冰密驚得雙手都不知道放哪裏了,周圍有人也注意到這裏,投來各種眼神,老板也怪尴尬的,公共場合這麽親密,還是倆男生。

“唐語?”冰密輕輕喚了聲,誰知唐語好像很得意,微紅的鼻頭往冰密脖子湊,像個小老鼠嗅吃的一樣,還說了句:“你好好聞啊。”

“老板結賬。”冰密把唐語薅了下來,拿出手機掃碼支付。

老板笑着說:“這小朋友醉了還挺黏人的。”

冰密點點頭,得趕緊把這黏人的大白兔精給收回家去,免得待會兒真的現原形就麻煩了。

他把兩人的書包一手撈起,另一只手攬住走淩波微步的大白兔精,晃晃悠悠地走出小店。
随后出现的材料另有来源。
PR #8365, opened 2026-08-16
Fix still watching prompt being unreachable by remote on TV

moontwister:
### Changes

On TV layout the "Still watching?" prompt cannot be operated with a remote. The video OSD handles keys on `document` and input commands on `window` without checking for an open dialog, so while the OSD is hidden the arrow keys take the TV branch that focuses the seek slider behind the dialog and calls `preventDefault()` — focus leaves the prompt and navigation never reaches it again.

This guards both handlers with `getOpenedDialog()`, the check the file already uses in `resetIdle` and `onWheel` to stop the player reacting behind an open dialog, and drops the now-unreachable check in the `back` and `Escape` cases.

### Issues

None — I could not find an existing report.

### Code assistance

LLM-assisted. I hit the bug on my own TV and described the symptom; the assistant traced the event chain through the code to the cause, proposed the guard and wrote the change. I checked the diagnosis against the source, built it on `master`, and tested it on my LG C4: the prompt works, and the subtitle and audio menus still navigate and close normally.

---

### DIFF
--- a/src/apps/legacy/controllers/playback/video/index.js
+++ b/src/apps/legacy/controllers/playback/video/index.js
@@ -410,6 +410,9 @@ export default function (view) {
     function onInputCommand(e) {
         const player = currentPlayer;
 
+        // Ignore commands when some dialog is opened
+        if (getOpenedDialog()) return;
+
         switch (e.detail.command) {
             case 'left':
                 if (currentVisibleMenu === 'osd') {
@@ -464,8 +467,7 @@ export default function (view) {
                 break;
 
             case 'back':
-                // Ignore command when some dialog is opened
-                if (currentVisibleMenu === 'osd' && !getOpenedDialog()) {
+                if (currentVisibleMenu === 'osd') {
                     hideOsd();
                     e.preventDefault();
                 }
@@ -1222,6 +1224,9 @@ export default function (view) {
         // Skip modified keys
         if (isKeyModified) return;
 
+        // Ignore keys when some dialog is opened
+        if (getOpenedDialog()) return;
+
         const key = keyboardnavigation.getKeyName(e);
 
         const btnPlayPause = osdBottomElement.querySelector('.btnPause');
@@ -1280,8 +1285,7 @@ export default function (view) {
                 break;
             case 'Escape':
             case 'Back':
-                // Ignore key when some dialog is opened
-                if (currentVisibleMenu === 'osd' && !getOpenedDialog()) {
+                if (currentVisibleMenu === 'osd') {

夜風一吹,唐語打了個寒顫,抖了抖,往冰密懷裏拱:“快把我藏懷裏。”

冰密:“……”

現在這個樣子的唐語不可能回家,冰密擔心阿姨會生氣,于是帶着人回了自己家。

“啪!”客廳的燈亮起,冰密把大白兔精往沙發上放好,現在淩晨一點半了。

家裏溫暖多了,冰密坐下後嘆了口氣,看了眼一直嘟嘟囔囔的唐語,一句也沒聽清在說什麽。

“別嘟囔了,我去給你拿被子下來。”冰密說着起身,結果手被唐語拉住,“幹什麽?”

“我是大白兔精,酒量杠杠的,還能再喝一打。”唐語。

“我不信,那你背九九乘法表。”冰密逗他,料定他背不出。

唐語看着俯視他的冰密:“一一得一,二二得四,三三得九,九九得你。”

“………”冰密失笑,“背錯了。”

“沒有,就是這樣的,我沒醉。”唐語頂嘴。

“沒醉起來走兩步。”看你不倒下去才怪,冰密想。

唐語果然撐着沙發就要起來,眼前晃來晃去的,腿也沒力氣,剛一站起就要往前栽去,一只有力的臂膀接住,然後摁倒在沙發上。

兩人雙雙倒進柔軟的沙發裏,冰密保持摟着唐語的姿勢不變,只是兩張臉快要貼在一起,清醒的目光對上迷離眼睛,一向平靜的眼裏逐漸掀起驚濤,呼吸都有些灼熱和急促。

“站不起來吧?”冰密聲音有點沙啞。

“下面站起來了。”唐語的眼神明明純潔無比。

“!”冰密确實感覺到有什麽抵着自己,剛才還以為是其他的東西。

頭皮頓時發麻,眼裏有掩飾不住的震驚,他萬萬沒想到唐語竟然對他……

兩人呼吸交纏,冰密氣息更重,此刻漸漸沒了理智,唐語腦袋微微往上湊,輕啄了下對方的唇。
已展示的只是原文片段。